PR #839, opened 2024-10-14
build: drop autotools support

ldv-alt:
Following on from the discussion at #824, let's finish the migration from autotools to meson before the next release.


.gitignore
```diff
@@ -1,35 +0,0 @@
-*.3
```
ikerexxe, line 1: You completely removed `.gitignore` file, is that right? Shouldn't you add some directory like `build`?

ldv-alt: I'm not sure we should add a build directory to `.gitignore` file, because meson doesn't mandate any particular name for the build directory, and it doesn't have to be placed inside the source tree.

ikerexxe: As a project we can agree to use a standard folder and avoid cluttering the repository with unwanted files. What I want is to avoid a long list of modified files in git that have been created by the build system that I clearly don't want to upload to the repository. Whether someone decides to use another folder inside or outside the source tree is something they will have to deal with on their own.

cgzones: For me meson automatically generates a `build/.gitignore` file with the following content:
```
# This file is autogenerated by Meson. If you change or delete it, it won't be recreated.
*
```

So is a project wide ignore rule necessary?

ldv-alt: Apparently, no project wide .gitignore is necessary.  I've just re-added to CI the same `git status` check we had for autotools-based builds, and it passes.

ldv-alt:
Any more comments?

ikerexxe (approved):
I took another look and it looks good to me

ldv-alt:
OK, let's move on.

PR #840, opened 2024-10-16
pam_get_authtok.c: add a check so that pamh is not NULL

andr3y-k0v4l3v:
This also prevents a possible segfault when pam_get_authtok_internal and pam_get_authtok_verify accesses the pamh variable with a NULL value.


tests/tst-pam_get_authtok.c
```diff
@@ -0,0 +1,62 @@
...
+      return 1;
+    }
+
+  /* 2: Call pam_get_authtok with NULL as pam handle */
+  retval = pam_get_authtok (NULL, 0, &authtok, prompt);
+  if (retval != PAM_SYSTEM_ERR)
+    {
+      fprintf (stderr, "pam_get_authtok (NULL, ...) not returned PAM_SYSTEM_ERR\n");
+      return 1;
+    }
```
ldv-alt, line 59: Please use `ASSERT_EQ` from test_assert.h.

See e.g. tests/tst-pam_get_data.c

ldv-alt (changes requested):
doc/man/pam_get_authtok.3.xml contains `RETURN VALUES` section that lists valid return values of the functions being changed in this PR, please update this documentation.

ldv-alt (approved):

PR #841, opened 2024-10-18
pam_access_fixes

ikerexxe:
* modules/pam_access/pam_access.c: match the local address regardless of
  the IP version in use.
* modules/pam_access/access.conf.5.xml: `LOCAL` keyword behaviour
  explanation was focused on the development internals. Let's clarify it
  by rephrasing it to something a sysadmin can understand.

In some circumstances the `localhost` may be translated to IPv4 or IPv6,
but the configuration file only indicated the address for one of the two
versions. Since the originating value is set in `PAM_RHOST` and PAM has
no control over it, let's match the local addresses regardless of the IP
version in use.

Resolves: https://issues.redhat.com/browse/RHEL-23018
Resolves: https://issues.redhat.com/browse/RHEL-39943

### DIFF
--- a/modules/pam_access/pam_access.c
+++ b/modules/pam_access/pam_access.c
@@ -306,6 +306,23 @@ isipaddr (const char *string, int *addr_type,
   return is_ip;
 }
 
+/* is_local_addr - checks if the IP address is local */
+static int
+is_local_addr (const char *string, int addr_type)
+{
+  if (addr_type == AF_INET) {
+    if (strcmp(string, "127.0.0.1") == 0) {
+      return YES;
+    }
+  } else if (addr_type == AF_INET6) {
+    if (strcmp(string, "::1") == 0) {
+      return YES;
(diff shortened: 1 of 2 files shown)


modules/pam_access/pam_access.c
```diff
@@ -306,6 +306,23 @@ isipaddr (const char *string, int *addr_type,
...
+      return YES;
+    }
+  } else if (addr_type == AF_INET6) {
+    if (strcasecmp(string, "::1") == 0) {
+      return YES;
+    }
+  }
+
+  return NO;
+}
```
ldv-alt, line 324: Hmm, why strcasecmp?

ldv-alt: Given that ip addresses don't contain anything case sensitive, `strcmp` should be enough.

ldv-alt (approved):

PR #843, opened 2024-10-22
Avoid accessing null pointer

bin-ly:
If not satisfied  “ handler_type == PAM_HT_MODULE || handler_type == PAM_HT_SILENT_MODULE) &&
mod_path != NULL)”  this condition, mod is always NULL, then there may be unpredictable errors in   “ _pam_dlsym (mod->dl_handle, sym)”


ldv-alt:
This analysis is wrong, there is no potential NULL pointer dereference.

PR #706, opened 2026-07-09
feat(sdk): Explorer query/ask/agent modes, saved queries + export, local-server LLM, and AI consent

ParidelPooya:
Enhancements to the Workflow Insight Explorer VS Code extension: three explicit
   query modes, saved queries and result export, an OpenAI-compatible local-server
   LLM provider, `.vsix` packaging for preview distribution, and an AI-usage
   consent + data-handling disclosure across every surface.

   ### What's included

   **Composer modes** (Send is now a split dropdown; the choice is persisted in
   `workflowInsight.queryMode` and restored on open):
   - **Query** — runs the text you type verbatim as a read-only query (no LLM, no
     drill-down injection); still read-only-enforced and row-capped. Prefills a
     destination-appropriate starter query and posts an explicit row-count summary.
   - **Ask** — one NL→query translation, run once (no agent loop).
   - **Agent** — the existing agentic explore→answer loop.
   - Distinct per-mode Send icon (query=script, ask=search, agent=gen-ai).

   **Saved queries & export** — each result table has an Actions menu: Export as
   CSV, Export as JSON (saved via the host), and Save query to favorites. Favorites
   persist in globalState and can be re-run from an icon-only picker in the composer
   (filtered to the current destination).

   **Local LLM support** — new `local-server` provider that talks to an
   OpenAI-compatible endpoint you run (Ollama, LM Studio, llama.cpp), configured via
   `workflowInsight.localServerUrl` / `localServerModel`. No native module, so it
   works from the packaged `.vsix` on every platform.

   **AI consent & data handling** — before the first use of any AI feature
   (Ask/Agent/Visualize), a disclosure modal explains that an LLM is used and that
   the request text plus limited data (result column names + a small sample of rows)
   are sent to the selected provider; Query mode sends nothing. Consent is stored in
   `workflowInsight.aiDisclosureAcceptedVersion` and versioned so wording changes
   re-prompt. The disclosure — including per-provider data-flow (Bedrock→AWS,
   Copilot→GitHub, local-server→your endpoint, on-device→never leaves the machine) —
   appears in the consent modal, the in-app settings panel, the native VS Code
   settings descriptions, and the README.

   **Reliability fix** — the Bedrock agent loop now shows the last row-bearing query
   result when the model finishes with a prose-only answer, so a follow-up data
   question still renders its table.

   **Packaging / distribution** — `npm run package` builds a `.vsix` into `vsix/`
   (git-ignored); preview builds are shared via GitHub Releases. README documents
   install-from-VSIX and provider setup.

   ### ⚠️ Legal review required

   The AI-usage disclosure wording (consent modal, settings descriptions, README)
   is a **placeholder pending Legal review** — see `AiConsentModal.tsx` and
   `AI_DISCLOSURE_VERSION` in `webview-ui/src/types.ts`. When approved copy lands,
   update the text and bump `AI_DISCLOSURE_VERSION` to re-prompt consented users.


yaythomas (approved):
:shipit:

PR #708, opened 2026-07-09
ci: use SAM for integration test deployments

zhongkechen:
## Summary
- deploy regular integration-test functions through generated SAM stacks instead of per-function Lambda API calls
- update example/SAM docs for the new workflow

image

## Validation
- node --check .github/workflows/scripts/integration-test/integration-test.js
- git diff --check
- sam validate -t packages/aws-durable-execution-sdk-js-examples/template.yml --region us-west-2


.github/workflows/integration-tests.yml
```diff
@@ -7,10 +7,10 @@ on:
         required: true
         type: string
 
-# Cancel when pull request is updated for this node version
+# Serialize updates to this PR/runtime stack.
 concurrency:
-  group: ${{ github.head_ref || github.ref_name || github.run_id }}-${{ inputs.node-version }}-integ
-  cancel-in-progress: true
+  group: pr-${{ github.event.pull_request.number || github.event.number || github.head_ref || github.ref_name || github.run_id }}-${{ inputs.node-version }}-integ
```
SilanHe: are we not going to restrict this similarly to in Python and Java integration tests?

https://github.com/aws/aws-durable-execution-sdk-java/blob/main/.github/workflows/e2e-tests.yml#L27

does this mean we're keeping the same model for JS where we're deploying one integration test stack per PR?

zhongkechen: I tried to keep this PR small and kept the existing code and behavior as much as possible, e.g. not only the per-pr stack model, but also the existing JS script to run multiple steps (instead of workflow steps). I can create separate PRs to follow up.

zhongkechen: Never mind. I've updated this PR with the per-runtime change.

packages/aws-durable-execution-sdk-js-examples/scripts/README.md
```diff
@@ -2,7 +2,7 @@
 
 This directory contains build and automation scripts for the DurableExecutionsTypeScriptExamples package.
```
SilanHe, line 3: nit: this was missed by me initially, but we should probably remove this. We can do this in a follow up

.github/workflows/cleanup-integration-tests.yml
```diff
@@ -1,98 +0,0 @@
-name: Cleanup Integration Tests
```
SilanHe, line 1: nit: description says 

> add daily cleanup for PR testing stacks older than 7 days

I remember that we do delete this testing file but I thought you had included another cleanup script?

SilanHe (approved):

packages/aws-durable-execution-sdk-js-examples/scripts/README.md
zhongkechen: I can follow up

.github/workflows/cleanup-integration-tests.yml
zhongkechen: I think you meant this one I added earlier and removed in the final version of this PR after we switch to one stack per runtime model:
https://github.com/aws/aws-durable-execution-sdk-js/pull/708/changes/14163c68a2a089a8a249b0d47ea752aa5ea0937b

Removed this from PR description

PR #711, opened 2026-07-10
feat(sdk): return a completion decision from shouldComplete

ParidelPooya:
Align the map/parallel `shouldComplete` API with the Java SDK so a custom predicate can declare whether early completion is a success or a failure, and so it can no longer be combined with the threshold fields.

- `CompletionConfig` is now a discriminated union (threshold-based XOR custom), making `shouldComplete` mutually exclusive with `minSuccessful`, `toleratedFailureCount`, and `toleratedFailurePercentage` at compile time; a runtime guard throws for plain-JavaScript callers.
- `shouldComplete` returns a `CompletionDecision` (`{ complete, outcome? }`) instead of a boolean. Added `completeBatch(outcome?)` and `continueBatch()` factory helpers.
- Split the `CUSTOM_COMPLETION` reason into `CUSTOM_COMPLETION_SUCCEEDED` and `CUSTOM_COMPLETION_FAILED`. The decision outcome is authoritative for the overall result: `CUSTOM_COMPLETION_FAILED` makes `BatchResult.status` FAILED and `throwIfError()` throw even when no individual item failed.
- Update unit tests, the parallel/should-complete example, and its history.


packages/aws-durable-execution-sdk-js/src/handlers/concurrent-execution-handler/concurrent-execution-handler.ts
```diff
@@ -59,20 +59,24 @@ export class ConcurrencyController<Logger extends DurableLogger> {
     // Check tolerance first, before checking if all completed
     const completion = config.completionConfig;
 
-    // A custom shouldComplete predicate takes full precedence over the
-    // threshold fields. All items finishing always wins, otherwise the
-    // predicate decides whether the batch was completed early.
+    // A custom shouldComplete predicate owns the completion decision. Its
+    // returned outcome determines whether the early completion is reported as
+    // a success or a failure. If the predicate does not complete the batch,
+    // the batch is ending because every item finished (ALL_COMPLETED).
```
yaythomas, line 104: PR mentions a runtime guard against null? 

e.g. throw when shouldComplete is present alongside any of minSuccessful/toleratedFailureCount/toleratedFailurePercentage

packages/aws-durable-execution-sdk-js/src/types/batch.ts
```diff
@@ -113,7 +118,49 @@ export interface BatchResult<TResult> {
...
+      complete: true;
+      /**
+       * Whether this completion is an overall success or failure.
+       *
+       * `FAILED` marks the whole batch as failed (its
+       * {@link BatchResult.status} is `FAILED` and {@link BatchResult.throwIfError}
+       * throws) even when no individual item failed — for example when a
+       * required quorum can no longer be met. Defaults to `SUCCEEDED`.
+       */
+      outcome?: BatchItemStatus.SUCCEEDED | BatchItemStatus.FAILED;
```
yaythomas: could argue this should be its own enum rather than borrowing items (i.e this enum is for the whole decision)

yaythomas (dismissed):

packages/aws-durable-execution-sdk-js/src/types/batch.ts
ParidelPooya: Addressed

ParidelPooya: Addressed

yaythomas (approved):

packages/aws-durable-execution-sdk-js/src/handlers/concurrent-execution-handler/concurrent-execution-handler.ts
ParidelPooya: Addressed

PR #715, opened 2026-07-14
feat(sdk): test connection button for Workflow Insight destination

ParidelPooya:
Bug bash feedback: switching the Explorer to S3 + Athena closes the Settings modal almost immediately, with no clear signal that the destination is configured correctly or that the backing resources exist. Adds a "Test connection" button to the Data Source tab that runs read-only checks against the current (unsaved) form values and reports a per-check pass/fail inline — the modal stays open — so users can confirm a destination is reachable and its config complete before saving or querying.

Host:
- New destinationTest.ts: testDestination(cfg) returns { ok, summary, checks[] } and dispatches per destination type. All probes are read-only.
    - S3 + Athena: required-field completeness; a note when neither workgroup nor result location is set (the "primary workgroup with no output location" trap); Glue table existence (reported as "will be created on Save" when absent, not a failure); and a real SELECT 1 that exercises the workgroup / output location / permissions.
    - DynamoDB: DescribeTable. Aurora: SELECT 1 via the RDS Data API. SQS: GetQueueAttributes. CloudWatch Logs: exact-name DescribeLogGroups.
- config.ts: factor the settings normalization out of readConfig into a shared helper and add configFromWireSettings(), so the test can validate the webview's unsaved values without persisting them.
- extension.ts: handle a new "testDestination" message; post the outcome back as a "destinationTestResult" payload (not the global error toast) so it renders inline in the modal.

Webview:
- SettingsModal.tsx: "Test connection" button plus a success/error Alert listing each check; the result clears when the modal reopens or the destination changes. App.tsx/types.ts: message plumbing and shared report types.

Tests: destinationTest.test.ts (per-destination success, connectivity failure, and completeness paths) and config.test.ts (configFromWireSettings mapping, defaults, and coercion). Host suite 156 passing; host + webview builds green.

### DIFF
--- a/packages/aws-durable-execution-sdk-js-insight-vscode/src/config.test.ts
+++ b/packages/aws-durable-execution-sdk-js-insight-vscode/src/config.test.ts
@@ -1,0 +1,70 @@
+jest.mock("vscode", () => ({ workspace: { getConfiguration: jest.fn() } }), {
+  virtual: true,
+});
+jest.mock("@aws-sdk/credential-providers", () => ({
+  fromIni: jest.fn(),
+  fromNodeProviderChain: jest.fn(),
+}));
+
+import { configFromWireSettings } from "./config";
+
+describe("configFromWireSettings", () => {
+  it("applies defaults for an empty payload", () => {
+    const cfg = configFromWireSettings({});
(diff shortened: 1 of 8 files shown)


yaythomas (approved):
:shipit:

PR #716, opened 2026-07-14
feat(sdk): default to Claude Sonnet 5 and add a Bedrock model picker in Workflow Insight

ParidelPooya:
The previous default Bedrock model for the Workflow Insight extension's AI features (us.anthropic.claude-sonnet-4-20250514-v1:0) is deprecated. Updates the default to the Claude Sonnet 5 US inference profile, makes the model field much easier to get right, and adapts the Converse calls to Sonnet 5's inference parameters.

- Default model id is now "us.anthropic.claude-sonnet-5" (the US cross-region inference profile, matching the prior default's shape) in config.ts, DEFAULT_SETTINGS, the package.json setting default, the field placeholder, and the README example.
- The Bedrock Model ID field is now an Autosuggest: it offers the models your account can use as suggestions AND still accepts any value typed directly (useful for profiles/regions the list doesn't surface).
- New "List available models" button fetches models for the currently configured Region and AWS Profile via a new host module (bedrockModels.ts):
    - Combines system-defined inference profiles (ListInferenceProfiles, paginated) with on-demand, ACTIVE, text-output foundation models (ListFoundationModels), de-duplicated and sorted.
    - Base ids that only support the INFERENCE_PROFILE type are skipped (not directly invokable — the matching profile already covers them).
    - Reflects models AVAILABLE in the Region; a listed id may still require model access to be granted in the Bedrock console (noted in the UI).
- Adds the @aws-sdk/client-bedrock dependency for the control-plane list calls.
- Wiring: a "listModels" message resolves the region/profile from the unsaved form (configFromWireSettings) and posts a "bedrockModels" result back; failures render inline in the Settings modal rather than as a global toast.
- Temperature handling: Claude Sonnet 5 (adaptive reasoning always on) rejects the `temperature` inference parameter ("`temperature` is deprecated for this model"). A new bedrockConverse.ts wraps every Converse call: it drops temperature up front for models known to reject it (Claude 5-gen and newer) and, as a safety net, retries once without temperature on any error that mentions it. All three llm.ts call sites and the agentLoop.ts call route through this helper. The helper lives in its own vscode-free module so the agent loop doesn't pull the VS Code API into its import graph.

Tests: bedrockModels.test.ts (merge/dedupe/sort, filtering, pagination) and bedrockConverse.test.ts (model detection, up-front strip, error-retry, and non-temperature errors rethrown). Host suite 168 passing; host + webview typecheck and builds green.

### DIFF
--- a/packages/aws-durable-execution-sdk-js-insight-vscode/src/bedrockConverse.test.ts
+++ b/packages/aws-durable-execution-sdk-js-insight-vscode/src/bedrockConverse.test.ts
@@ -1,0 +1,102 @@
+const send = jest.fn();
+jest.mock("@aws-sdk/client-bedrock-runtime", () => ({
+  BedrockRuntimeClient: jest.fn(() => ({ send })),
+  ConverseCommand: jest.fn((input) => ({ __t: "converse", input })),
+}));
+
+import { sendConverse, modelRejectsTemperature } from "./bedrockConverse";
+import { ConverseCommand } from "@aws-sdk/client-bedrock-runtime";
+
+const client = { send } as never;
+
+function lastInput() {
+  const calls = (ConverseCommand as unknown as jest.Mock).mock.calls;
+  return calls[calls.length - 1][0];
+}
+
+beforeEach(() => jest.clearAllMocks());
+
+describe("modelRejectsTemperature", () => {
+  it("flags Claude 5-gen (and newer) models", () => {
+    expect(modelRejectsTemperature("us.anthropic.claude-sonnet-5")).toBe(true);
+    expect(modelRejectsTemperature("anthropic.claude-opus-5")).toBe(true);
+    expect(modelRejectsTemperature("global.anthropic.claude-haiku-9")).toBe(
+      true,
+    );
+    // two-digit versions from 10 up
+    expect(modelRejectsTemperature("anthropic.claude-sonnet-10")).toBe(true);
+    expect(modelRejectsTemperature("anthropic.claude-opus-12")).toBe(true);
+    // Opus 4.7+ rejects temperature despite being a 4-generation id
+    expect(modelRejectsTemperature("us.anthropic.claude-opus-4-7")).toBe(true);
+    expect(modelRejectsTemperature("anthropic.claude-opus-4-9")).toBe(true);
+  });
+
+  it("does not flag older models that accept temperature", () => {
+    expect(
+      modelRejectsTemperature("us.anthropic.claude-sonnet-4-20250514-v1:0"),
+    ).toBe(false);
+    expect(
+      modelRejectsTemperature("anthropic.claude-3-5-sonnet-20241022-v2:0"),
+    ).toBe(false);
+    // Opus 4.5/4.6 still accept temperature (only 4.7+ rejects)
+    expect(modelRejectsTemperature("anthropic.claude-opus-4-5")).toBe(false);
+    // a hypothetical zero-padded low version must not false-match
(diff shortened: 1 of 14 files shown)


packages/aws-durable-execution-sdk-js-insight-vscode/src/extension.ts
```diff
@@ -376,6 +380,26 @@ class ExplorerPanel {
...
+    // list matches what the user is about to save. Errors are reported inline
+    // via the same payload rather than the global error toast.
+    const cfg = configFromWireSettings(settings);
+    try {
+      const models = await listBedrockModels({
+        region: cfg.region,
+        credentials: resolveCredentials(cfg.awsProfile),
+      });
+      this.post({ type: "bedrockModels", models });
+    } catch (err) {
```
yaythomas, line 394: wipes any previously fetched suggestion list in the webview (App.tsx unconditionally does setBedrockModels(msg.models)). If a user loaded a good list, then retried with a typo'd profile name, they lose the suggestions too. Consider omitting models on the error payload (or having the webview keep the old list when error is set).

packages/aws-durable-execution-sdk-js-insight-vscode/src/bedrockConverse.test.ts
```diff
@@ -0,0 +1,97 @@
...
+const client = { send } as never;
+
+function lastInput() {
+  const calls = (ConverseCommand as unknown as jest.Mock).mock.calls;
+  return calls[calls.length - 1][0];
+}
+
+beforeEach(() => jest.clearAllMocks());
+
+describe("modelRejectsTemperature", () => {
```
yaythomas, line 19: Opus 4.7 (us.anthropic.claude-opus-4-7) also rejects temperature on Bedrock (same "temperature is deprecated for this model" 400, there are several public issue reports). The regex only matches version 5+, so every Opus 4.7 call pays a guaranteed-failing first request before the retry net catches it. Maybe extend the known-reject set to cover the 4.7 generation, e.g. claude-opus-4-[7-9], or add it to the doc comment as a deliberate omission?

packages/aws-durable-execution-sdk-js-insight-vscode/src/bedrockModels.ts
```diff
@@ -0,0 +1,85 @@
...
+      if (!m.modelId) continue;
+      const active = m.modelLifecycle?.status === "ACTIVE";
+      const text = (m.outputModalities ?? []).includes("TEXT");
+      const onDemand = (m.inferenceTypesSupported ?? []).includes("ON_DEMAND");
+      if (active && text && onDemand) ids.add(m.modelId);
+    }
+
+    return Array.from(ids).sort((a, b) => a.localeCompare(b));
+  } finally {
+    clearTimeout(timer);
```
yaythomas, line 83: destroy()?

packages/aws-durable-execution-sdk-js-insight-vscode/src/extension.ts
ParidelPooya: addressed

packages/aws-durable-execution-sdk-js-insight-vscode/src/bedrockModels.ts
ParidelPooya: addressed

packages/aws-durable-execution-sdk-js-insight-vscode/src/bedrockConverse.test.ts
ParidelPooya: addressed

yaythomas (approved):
........
*What to produce:*
In the entries above, the lines between the one holding "## Validation" and the one holding "does this mean", inclusive, are to be printed exactly as written, and those alone.

*Completed exercise:*
## Validation
- node --check .github/workflows/scripts/integration-test/integration-test.js
- git diff --check
- sam validate -t packages/aws-durable-execution-sdk-js-examples/template.yml --region us-west-2


.github/workflows/integration-tests.yml
```diff
@@ -7,10 +7,10 @@ on:
         required: true
         type: string
 
-# Cancel when pull request is updated for this node version
+# Serialize updates to this PR/runtime stack.
 concurrency:
-  group: ${{ github.head_ref || github.ref_name || github.run_id }}-${{ inputs.node-version }}-integ
-  cancel-in-progress: true
+  group: pr-${{ github.event.pull_request.number || github.event.number || github.head_ref || github.ref_name || github.run_id }}-${{ inputs.node-version }}-integ
```
SilanHe: are we not going to restrict this similarly to in Python and Java integration tests?

https://github.com/aws/aws-durable-execution-sdk-java/blob/main/.github/workflows/e2e-tests.yml#L27

does this mean we're keeping the same model for JS where we're deploying one integration test stack per PR?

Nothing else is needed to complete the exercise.